А, во-вторых, приехала и заявилась в гости Козельцева…
Я даже было подумал, что она сорвалась из Москвы в связи с моей болезнью. «Наблюдение» же мне кое-кто обещал? Затем засомневался (слишком быстро!) и решил пронаблюдать — чего её принесло? Сама скажет.
Фига-с-2!
— … Ваня, нам надо поговорить с Еленой Борисовной. Закрой дверь и иди ляг, а то снова температуру наскачешь.
— Я понял… закрыть… с другой стороны…
К моей тонкой иронии они привыкли. А я всё не могу привыкнуть к ограничениям детского тела и невозможности самому говорить «нет».
«Опережающее развитие» не катит против «ты — наш маленький сын и должен слушаться…» и детской физиологии.

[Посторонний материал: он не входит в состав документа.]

PR #4591, opened 2026-09-15
fix(ci): start RavenDB without the expired license

nelson-parente:
# Description

The `state.ravendb` conformance and certification jobs fail on every pull request. They are not related to the change under test.

Both compose files carry a RavenDB license that **expired on 5 August 2026**, and both set `RAVEN_License_ThrowOnInvalidOrMissingLicense=true`. The server therefore refuses to start:

```
Raven.Server.Commercial.LicenseExpiredException: The RavenDB server cannot start due to a missing license.
- The license 'b75b6995-5f1f-440f-bcaa-40f7388ecf90' obtained from 'License' has an expiration date
  of '05 August 2026' and is also expired.
```

`docker compose up -d` still reports `Container RavenDb Started`, so the setup step passes and the tests then run against a server that is not listening. That is why the jobs report topology errors rather than a license error:

```
Failed to set up RavenDB database "testdapr": failed to load database record:
  There are no nodes in the topology at all
error saving changes No known topology and no previously known one, cannot proceed, likely a bug
```

## Why the jobs went red on 2 September, not on 5 August

The image tag `ravendb/ravendb` is not pinned. The scheduled conformance run of 30 August passed, and the run of 2 September failed. The image in use was built on **1 September 2026**:

```
ravendb/ravendb@sha256:6a091483a4caec3b365f089f5098d64658953ec1efcdfab621e508ac4b730035
created=2026-09-01T09:12:55Z
```

So the license had been expired and tolerated for four weeks. The 1 September image began to enforce it, and every run since then fails. An unpinned tag is what let this land overnight with no repository change.

## Change

Remove the expired license from both compose files, and set `ThrowOnInvalidOrMissingLicense` to `false`.

RavenDB then runs in AGPL open-source mode. Its own `/license/status` endpoint confirms this, and this mode does not expire:

```json
{"Status": "AGPL - Open Source", "Expired": false, "Expiration": null,
 "MaxMemory": 6, "MaxCores": 3, "MaxClusterSize": 1}
```

The state store uses one RavenDB feature beyond plain document storage: document expiration, for TTL. AGPL mode includes it. The conformance case `set_and_get_with_TTL` passes. Nothing in `state/ravendb/` touches encryption, ETL, replication, snapshot backups or clustering, which are the capabilities this mode withholds.

```diff
-      - RAVEN_LICENSE={"Id":"b75b6995-...","Name":"Vega IT","Keys":[...]}
       - RAVEN_DATABASE=testdapr
       - RAVEN_Setup_Mode=None
       - RAVEN_License_Eula_Accepted=true
       - RAVEN_Security_UnsecuredAccessAllowed=PrivateNetwork
-      - RAVEN_License_ThrowOnInvalidOrMissingLicense=true
+      - RAVEN_License_ThrowOnInvalidOrMissingLicense=false
```

## This does not change the edition under test

The expired license stopped having any effect on 5 August. RavenDB 7.1.11, the release the last green run used, starts with it and silently falls back to open-source mode:

```
image: ravendb/ravendb:7.1.11, with the expired license and ThrowOnInvalidOrMissingLicense=true
Status    : AGPL - Open Source
Expired   : False
LicensedTo: None
```

So the suites have already been running in AGPL mode for five weeks, and they passed. 7.1.12 and 7.2.6 changed only the handling of an invalid license: refuse to start, rather than fall back.

This PR therefore does not downgrade what is tested. It makes the existing behavior explicit and deletes a key that does nothing.

## Verification

Started through the CI script itself, `.github/scripts/components-scripts/docker-compose.sh ravendb`. The server reports a healthy topology about 10 seconds after start:

```
{"Promotables":[],"Nodes":[{"Url":"http://127.0.0.1:8080","ClusterTag":"A","ServerRole":"Member","Database":"testdapr"}],"Etag":3}
```

Conformance passes in full:

```
ok  github.com/dapr/components-contrib/tests/conformance  3.635s
```

Certification passes every RavenDB operation. Its last step, `Interrupt network`, calls `sudo pfctl` and cannot run on macOS, so that one step is unverified locally. It is unaffected by this change.

## Relationship to #4582

#4582 touches the same two compose files, so the two conflict.

The approaches differ. #4582 moves the license to the `RAVENDBLICENSE` secret and adds `requireRavenDBCredentials` to the cloud-only set, which stops RavenDB running on ordinary pull requests. That removes the red check by skipping the test. The `RAVENDBLICENSE` secret was last updated on 26 January 2026, before the license expiry date, so a `/ok-to-test` run can still fail unless a current key is loaded into it.

This PR keeps the tests running on every pull request and needs no secret. If a current license is obtained later, restoring the license variable is a one-line change.

I am happy to close this in favor of #4582 if the maintainers prefer the secret route.

## Issue reference

No separate issue. The failing jobs, the root cause and the local reproduction are described above.

## Checklist

* [x] Code compiles correctly
* [x] Created/updated tests — no new tests. This repairs the environment for the existing conformance and certification suites.
* [ ] Extended the documentation — no user-facing change. The component itself is untouched.


sicoyle (approved):
lgtm - thank you!

mikeee:
This should be reverted in favour of https://github.com/dapr/components-contrib/pull/4582

PR #4597, opened 2026-09-17
Revert "fix(ci): start RavenDB without the expired license"

mikeee:
Reverts dapr/components-contrib#4591

Failing CI shouldn’t ordinarily be hidden as this test isn’t monitored or tracked in another issue. A new secret has been issued and #4582 fixes secret loading


mikeee:
Actually, this should still be reverted as we do not want tests to silently fail. This licence key failure would not be surfaced.

JoshVanL (approved):

nelson-parente (approved):

Issue #3568, opened 2024-10-16
EventHub component delivers out of order messages (pubsub, binding)


oising:
## Expected Behavior

When using Event Hubs as a pubsub or binding, messages should be delivered in the order they were posted (assume PartitionKey is set when publishing/posting to ensure ordering across partitions.)

## Actual Behavior

In the pubsub case, the sidecar delivers new events before the subscriber has completed handling the last one. This causes major problems when trying to ensure order sensitive work is executed correctly (e.g. starting a workflow to process subsequent events.) 

## Steps to Reproduce the Problem

We're publishing to our topic like this (dotnet sdk):

```csharp

await dapr.PublishEventAsync(
        WellKnownPubSubNames.Percept,
        WellKnownPubSubTopics.RecordingSessionFileEventV1, 
        data,
        new Dictionary<string, string>
        {
            { "partitionKey", data.DeviceId }
        }
    );
```

and receiving like this:

```csharp
pubsub.MapPost(
    WellKnownPubSubTopics.RecordingSessionFileEventV1,
    [Topic(WellKnownPubSubNames.Percept, WellKnownPubSubTopics.RecordingSessionFileEventV1)]
    async (
        [FromServices] ILogger<Program> logger,
        [FromServices] IRecordingSessionRepository recordingSessionRepository,
        HttpContext HttpContext,
        [FromBody] RecordingSessionFileEventV1 data
    ) => {
        try {
            var messageId = HttpContext.Request.Headers["Message-Id"];

            logger.LogInformation("Start message id: {messageId}", messageId!);

            await Task.Delay(500);

            logger.LogInformation("Stop message id: {messageId}", messageId!);

            return Results.Ok();
        }
        catch (Exception ex) {
            logger.LogError(ex);
            return Results.Problem(ex.Message);
        }
    }
);
```

The problem is clear when watching the logs: instead of seeing a constant start/stop/start/stop alternating sequence of log events, we're seeing start/stop/start/start/stop/stop interleaving. The sidecar should not be sending another event until the current one has completed processing, i.e. it receives a http 200 (in this case.)

The same issue likely occurs for the binding since the common code is the problem (according to @yaron2):

[...]

PR #4598, opened 2026-09-17
Fix Azure Event Hubs checkpoint safety

### LINKED ISSUE #4561: pubsub.azure.eventhubs: checkpoint advances regardless of app response, breaking the documented at-least-once guarantee
## Expected Behavior

Per the [pub/sub overview](https://docs.dapr.io/developing-applications/building-blocks/pubsub/pubsub-overview/#at-least-once-guarantee):

> Dapr guarantees at-least-once semantics for message delivery. [...] Even if the message fails to deliver, or your application crashes, Dapr attempts to redeliver the message until successful delivery.
>
> All Dapr pub/sub components support the at-least-once guarantee.

A subscriber that returns `RETRY` (or whose sidecar dies mid-processing) should therefore see the message again after a restart. `pubsub.azure.eventhubs` should not advance the consumer-group checkpoint past a message the application never successfully processed.

This is how the sibling components already behave:

- **Kafka** — [`common/component/kafka/consumer.go#L221-L223`](https://github.com/dapr/components-contrib/blob/ece1f255da3313670729c6ef11c6b65108537a5c/common/component/kafka/consumer.go#L221-L223): `session.MarkMessage()` is guarded on `err == nil`.
- **Service Bus** — per-message `CompleteMessage` / `AbandonMessage`, plus a native DLQ.

## Actual Behavior

The Event Hubs component advances the checkpoint **unconditionally**, ignoring the application's response. The consequence is **at-most-once** delivery across a sidecar restart: the unprocessed event is permanently lost, with no error surfaced to the publisher or the subscriber.

[`processEvents`](https://github.com/dapr/components-contrib/blob/ece1f255da3313670729c6ef11c6b65108537a5c/common/component/azure/eventhubs/eventhubs.go#L399-L422) — the handler's error is discarded in *both* branches, and `UpdateCheckpoint` then runs regardless:

```go
if aeh.metadata.EnableInOrderMessageDelivery {
    _ = aeh.handleAsync(subscribeCtx, config.Topic, events, config.Handler)   // error dropped
} else {
    go aeh.handleAsync(subscribeCtx, config.Topic, events, config.Handler)    // fire-and-forget
}

// Checkpointing disabled for CheckPointFrequencyPerPartition == 0
if config.CheckPointFrequencyPerPartition > 0 {
    if counter%config.CheckPointFrequencyPerPartition == 0 {
        err = partitionClient.UpdateCheckpoint(ctx, events[len(events)-1], nil)   // runs unconditionally
```

The error is available at the call site — [`handleAsync`](https://github.com/dapr/components-contrib/blob/ece1f255da3313670729c6ef11c6b65108537a5c/common/component/azure/eventhubs/eventhubs.go#L344-L358) logs it and returns it. It is simply not consulted.

Both delivery modes are affected, to different degrees:

- `enableInOrderMessageDelivery: false` (**default**) — delivery is `go handleAsync(...)`, so the checkpoint advances without waiting for the app at all. The cursor can run arbitrarily far ahead of a stalled subscriber.
- `enableInOrderMessageDelivery: true` — the component waits for the app, which bounds the loss to one batch, but a `RETRY` still checkpoints.

**There is no workaround.** No component or subscription metadata field makes checkpointing conditional on app success, and no Resiliency policy helps — the inbound retry runs entirely inside the handler, and the checkpoint follows whether it succeeded or not. Setting `checkPointFrequencyPerPartition: 0` looks like an escape hatch but is strictly worse: with no checkpoint written, the SDK's start position falls back to `@latest`, so a restart skips everything enqueued while the sidecar was down.

Reproduced end to end on the [Azure Event Hubs emulator](https://github.com/Azure/azure-event-hubs-emulator-installer) with Azurite as the checkpoint store, so this needs no Azure subscription. Dapr 1.18.4 self-hosted, single-partition hub `orders`, consumer group `cg1`, component defaults (`enableInOrderMessageDelivery: false`, `checkPointFrequencyPerPartition` unset → 1), and an app that returns HTTP 500 `{"status":"RETRY"}` for every delivery.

Но можно взять из серванта-«стенки» в комнате стеклянный стакан и приложить его к тонкой (один кирпич «вдоль») внутриквартирной стенке между комнатой и кухней, где закрылись родители и Козельцева!
При помощи импровизированной подслушки, «с пятого на десятое» я понял, о чём они толкуют. И мне не понравилось то, что толкала родителям Козельцева.
А как уж это не понравилось им! Поэтому, с достаточным спокойствием внутри и даже с некоторым определённым злорадством, я ловил ухом через стакан фразы из их спора:
— … Нет, нет! Об этом не может даже и идти речи… — сердилась моя мама — … Ваня — ребёнок, он наш сын…
Тогда же, там же. Полковник КГБ Козельцева Е. Б.
«Беспредельно важно».
Этот краткий ответ Председателя однозначно говорил о том, что сказанное «Свидетелем» в общении наедине с Андроповым нашло отклик у того.
Елена Борисовна не знала всего, что было в расшифровках тех сокращений — «заметок про будущее», её поразили слова Юрия Владимировича о том, что по информации, полученной от «Свидетеля», удалось обезвредить перевёртыша.
Но там… в их разговорах, очевидно, был огромный пласт того, что было на порядки важнее даже взятия с поличным предателя среди рядов своих.